Provisional data are italicised. Data are deemed provisional when a series is under review. New data, or revised data, are in bold font. Revisions are generally published when the table is next due to be updated and released. Should revisions need to be made more promptly, a note is posted on the Internet website under “Revisions to Tables”.

Any major changes in methodology will be posted on the website.

Quality

Dissemination of documentation on methodology and sources used in preparing statistics

See “coverage” above for more detail, or refer to the IMF’s publication “International Financial Statistics”.

Dissemination of statistics that support statistical cross-checks and provide assurance of reasonableness

See “coverage” above, or for more detail, or refer to the IMF’s publication “International Financial Statistics”.

Additional Notes
Changes in Liquidity Management

Some Reserve Bank balance sheet, foreign currency asset and liquidity management data series disseminated monthly have recently begun to reflect changes made this year to the Bank's liquidity management policy.

As explained in the document "Reform of the Reserve Bank of New Zealand's Liquidity Management Operations" a new approach to liquidity management policy is now being phased in by the Bank. Increasing liquidity needs of the banking system at a time when availability of government securities was declining, have prompted the Bank to move away from a system relying on bank holdings of government debt as the basis for generating the cash needed to facilitate interbank settlement of payments.

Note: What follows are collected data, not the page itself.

PR #2472, opened 2025-03-12
Fix bug where support link goes to /docs/support

GregHolmes:
A bug has been raised where the link at the top right of the docs to go to support now links to `/docs/support` which doesn't exist, so a 404 is returned. This will likely have been a side effect to some changes to the navigation of the docs recently released. A screenshot of the link is shown below:

Screenshot 2025-03-12 at 09 54 52


aralovelace (approved):
Thanks for doing this Greg! looks good to me

m-hulbert (approved):

PR #2474, opened 2025-03-12
Refactor markdown files for examples for easier implementation into codesandpack

GregHolmes:
Each example has a `page.md` file within the root feature directory, then a `README.md` file in each language specific directory.  The `page.md` file had instructions for both React and JS, which isn't necessary when viewed on the CodeSandpack. So removing the `page.md` file and updating `README.md` files with the parts relevant to that language/framework with the parts from `page.md`.

### DIFF
--- a/examples/spaces-live-cursors/javascript/README.md
+++ b/examples/spaces-live-cursors/javascript/README.md
@@ -12,9 +12,9 @@ Live cursors are implemented using [Ably Spaces](/docs/products/spaces). The Spa
 
 Use the following components to add live cursors into an application:
 
-* [`spaces.get()`](/docs/spaces/space#create) - creates a new or retrieves an existing `space`.
-* [`space.cursors.subscribe()`](/docs/spaces/cursors#subscribe) - subscribes to members' online status and profile updates by registering a listener.
-* [`space.enter()`](/docs/spaces/space#enter) - Entering a space will register a client as a member and emit an `enter` event to all subscribers.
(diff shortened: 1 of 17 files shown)


jamiehenson (approved):
Looks great, thanks 🙏

examples/spaces-live-cursors/javascript/README.md
```diff
@@ -1,6 +1,23 @@
...
+
+Live cursors are utilized in applications such as online whiteboards to enable users to see where others are pointing or what they are drawing. They are also used in slideshow applications to enable users to see which slide each member is interacting with.
+
+Live cursors are implemented using [Ably Spaces](/docs/products/spaces). The Spaces SDK contains a set of purpose-built APIs that abstract away the complexities involved in managing the state of participants in a collaborative application. It is built on top of Ably's core platform, and so it provides the same performance and scaling guarantees.
+
+## Resources
+
+Use the following components to add live cursors into an application:
+
+* [`spaces.get()`](/docs/spaces/space#create) - creates a new or retrieves an existing `space`.
```
jamiehenson, line 15: Another request if you don't mind - discovered this after my initial review. Having hyphens here within the list items confuses the markdown parsing process as it's the syntax for another list.

To help this, and to be more consistent with the react example, can these be changed to colons?

GregHolmes: Sure. I've updated it.

PR #2480, opened 2025-03-13
add batch push publish docs

owenpearson:
adds REST API reference and conceptual docs for batch push

see implementation here: https://github.com/ably/realtime/pull/7217

[PUB-1319](https://ably.atlassian.net/browse/PUB-1319)

[PUB-1319]: https://ably.atlassian.net/browse/PUB-1319?atlOrigin=eyJpIjoiNWRkNTljNzYxNjVmNDY3MDlhMDU5Y2ZhYzA5YTRkZjUiLCJwIjoiZ2l0aHViLWNvbS1KU1cifQ

### DIFF
--- a/content/api/rest-api.textile
+++ b/content/api/rest-api.textile
@@ -29,6 +29,7 @@ jump_to:
     - list channel subscriptions#list-channel-subscriptions
     - list channels#list-channels
     - publish directly to device#push-publish
+    - publish via batch push API#push-publish-batch
   Authentication API:
     - requestToken#request-token
     - revokeTokens#revoke-tokens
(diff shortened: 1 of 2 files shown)


content/api/rest-api.textile
```diff
@@ -1152,6 +1153,55 @@ A successful request returns an empty response.
 
 An unsuccessful request returns an error.
 
+h3(#push-publish-batch). Publish via batch push API
+
+Convenience endpoint to deliver a push notification payload to multiple devices or browsers in a single request by specifying a list of recipients and corresponding payloads.
```
mschristensen, line 1158:
```suggestion
Convenience endpoint to deliver multiple push notification payloads to multiple devices or browsers in a single request by specifying a list of recipients and corresponding payloads.
```

content/api/rest-api.textile
```diff
@@ -1152,6 +1153,55 @@ A successful request returns an empty response.
...
+
+h6. POST rest.ably.io/push/admin/batch/publish
```
mschristensen, line 1160: and here

mschristensen (changes requested):
Great thanks for this, a few comments. I think we also need to include something about:

- What the response looks like, especially for partially failed requests, similar to https://ably-docs-batch-push-qfok2100v.herokuapp.com/docs/api/rest-api?lang=javascript#batch-publish
- Supported parameters or options as in https://ably-docs-batch-push-qfok2100v.herokuapp.com/docs/api/rest-api?lang=javascript#push-publish
- What the limit is per request

owenpearson:
@mschristensen have resolved all the suggestions. regarding your review comment:
> What the response looks like, especially for partially failed requests, similar to https://ably-docs-batch-push-qfok2100v.herokuapp.com/docs/api/rest-api?lang=javascript#batch-publish

the endpoint responds with 201 on success, and a generic error info upon failure. There's actually no client visible partial failure case here because the entire batch is added to the queue - the rest api doesn't discriminate between items within the batch. It's either bad request, server error, or 201 no content.

>Supported parameters or options as in https://ably-docs-batch-push-qfok2100v.herokuapp.com/docs/api/rest-api?lang=javascript#push-publish

There aren't any public params or options here so nothing to add.

> What the limit is per request

I've added something to both pages about a 10k limit. The idea was to discern the limit from load testing, hence why i've been holding off from updating this, but it's likely to be 10k in the end so will leave it as that.

m-hulbert (commented):
Couple of minor suggestions. Can we also add an item to the main 'publish directly' section bullet points to include batch too?

content/api/rest-api.textile
```diff
@@ -1152,6 +1153,56 @@ A successful request returns an empty response.
 
 An unsuccessful request returns an error.
 
+h3(#push-publish-batch). Publish via batch push API
+
+Convenience endpoint to deliver multiple push notification payloads to multiple devices or browsers in a single request by specifying a list of recipients and corresponding payloads.
+Currently the batch push endpoint allows a maximum of 10,000 recipients per request (recipients are counted per payload, so publishing two payloads to the same recipient counts as two recipients).
```
mschristensen, line 1159: Should we change this wording from "recipients" to "notifications" as the thing which is limited?
E.g.: "Currently the batch push endpoint allows a maximum of 10,000 notifications per request (one notification is counted as one payload delivered to one recipient, so publishing two payloads to the same recipient counts as two notifications)."

mschristensen (approved):
Looks good, a minor suggestion

PR #2491, opened 2025-03-24
[WEB-4086] Port Next projects to Vite 4

jamiehenson:
Sandpack is a fussy master.

Unfortunately we can't use Next projects with it, at least with the version of Sandpack we have access to, due to its server-rendering foundations. Thus, it's necessary to rewrite the Next projects to something else that's more clientside, and an obvious candidate for that due to its usage elsewhere here and the general deprecation of `create-react-app`, is Vite. Though, naturally, Sandpack demands an older version of Vite (4) instead of anything more modern (5, 6).

This PR is a semi-automated rewrite of those projects, and I've also taken the opportunity to further the initial config de-duplication work to make further use of workspaces and reduce the file count down. It also swaps out `faker` for `minifaker`, which is objectively inferior but works with Sandpack.

I've tested all of the non-auth react projects locally and they work, with the exception of `spaces-live-cursors-javascript` which has an ongoing issue not related to this migration. We'll have to hold back on the auth projects and release them with some backend infrastructure in place at a later date.

For @GregHolmes:
Project-wise the general approach I/the bot took was to consolidate the `app/page.tsx` and `app/layout.tsx` into one `App.tsx` component, and replicate multi-page apps with `react-router`


jamiehenson:
@coderabbitai review

examples/auth-generate-jwt/javascript/src/styles.css
```diff
@@ -1,100 +1 @@
...
-input {
-  padding: 0.5rem;
-  width: 100%;
-  height: 2.5rem;
-  font-size: 0.875rem;
-  border-radius: 0.375rem;
-  outline: none;
-  transition: all 0.2s ease-in-out;
-}
+@import '../../../styles.css';
```
jamiehenson, line 1: This is an indicator of a change common throughout this PR - project stylesheets have been de-duplicated, with `examples/styles.css` housing all the common styles, and these ones only importing and adding unique styles.

In the case of no unique styles, the React apps import from `examples/styles.css` directly. The JS ones have a one line file with an input since `index.html` can't seem to reach back beyond the directory it's in.

examples/auth-generate-jwt/javascript/vite.config.ts
```diff
@@ -1,10 +1,7 @@
...
 import { defineConfig } from 'vite';
-import dotenv from 'dotenv';
-import path from 'path';
-
-dotenv.config({ path: path.resolve(__dirname, '../../.env.local') });
+import baseConfig from '../../vite.config';
 
 export default defineConfig({
   ...baseConfig,
+  envDir: '../../',
```
jamiehenson, line 6: This was a more vite-y approach than dotenv

examples/auth-generate-jwt/react/src/App.tsx
```diff
@@ -0,0 +1,84 @@
+import React, { useState, useEffect } from 'react';
```
jamiehenson, line 1: I wouldn't look too closely at the `auth-*` projects. They're not in scope to support just yet.

examples/chat-online-status/javascript/src/script.ts
```diff
@@ -1,10 +1,11 @@
 import * as Ably from 'ably';
 import { ChatClient, PresenceEvent, PresenceMember, AllFeaturesEnabled } from '@ably/chat';
-import { faker } from '@faker-js/faker';
+import minifaker from 'minifaker';
```
jamiehenson, line 3: `minifaker` was brought in purely because `faker` blows up sandpack for reasons long and arduous

examples/package.json
```diff
@@ -88,36 +88,36 @@
...
+    "minifaker": "^1.34.1",
     "nanoid": "^5.0.7",
-    "next": "^15",
-    "postcss-combine-duplicated-selectors": "^10.0.3",
-    "postcss-sort-media-queries": "^5.2.0",
     "react": "^18",
     "react-dom": "^18",
     "react-icons": "^5.4.0",
-    "ts-node": "^10.9.2",
+    "react-router-dom": "^6.22.2",
```
jamiehenson, line 99: Brought in react router as the most general example of a routing solution for react, nothing fancy

examples/auth-generate-jwt/javascript/src/styles.css
kennethkalmer: @jamiehenson how will Sandpack handle this? maybe we can include the file and rewrite the import statement while passing it in?

jamiehenson: @kennethkalmer I've bitten the bullet and brought all the stylesheets back in for the react projects, also relocating them into `/src` which sandpack more natively expects.

Squashed and cherry picked this into the sandpack branch, it works 👍 (thankfully, the child postcss/vite/tw/ts configs are minimal enough to be handled by sandpack's defaults it seems - so we can maintain a compromise between de-duplication in the repo and stuff that works downstream)

jamiehenson: One dumb thing I was bashing my head against though is that Sandpack hates Tailwind if it's not brought in as an external script - but that's a downstream change, not for here

kennethkalmer (approved):
From my side I think the CSS issue was the only one I spotted so happy to see it is resolved. I think we'll find any other snakes in the grass when packaging them up in sandpack

Excellent conducting @jamiehenson!

examples/spaces-avatar-stack/react/.gitignore
```diff
@@ -36,3 +36,35 @@ yarn-error.log*
 next-env.d.ts
 
 .env.local
+
```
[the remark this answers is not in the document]
jamiehenson: It's not fresh. I can search and replace out the next references in the project gitignores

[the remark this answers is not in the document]
jamiehenson: Hm, even though stale may be better to keep in actually, for the moment. Removing the entries surfaces lots of next stuff that's laying in wait, don't want accidental commits of this stuff elsewhere

GregHolmes (approved):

In February 2006 the Bank increased the level of settlement cash in the system to $2 billion to meet immediate needs. From July 2006 the level of settlement cash will be increased further over time to a likely range of $5 - $7 billion. This new liquidity management policy manifests in the Bank's balance sheet and foreign currency reserves, with larger domestic liabilities matched by larger foreign exchange assets. At present the Bank is holding foreign currency assets as the counterpart to the increased settlement cash made available to the domestic banks The foreign exchange risk on the foreign currency assets is hedged, using off-balance sheet transactions (foreign exchange swaps).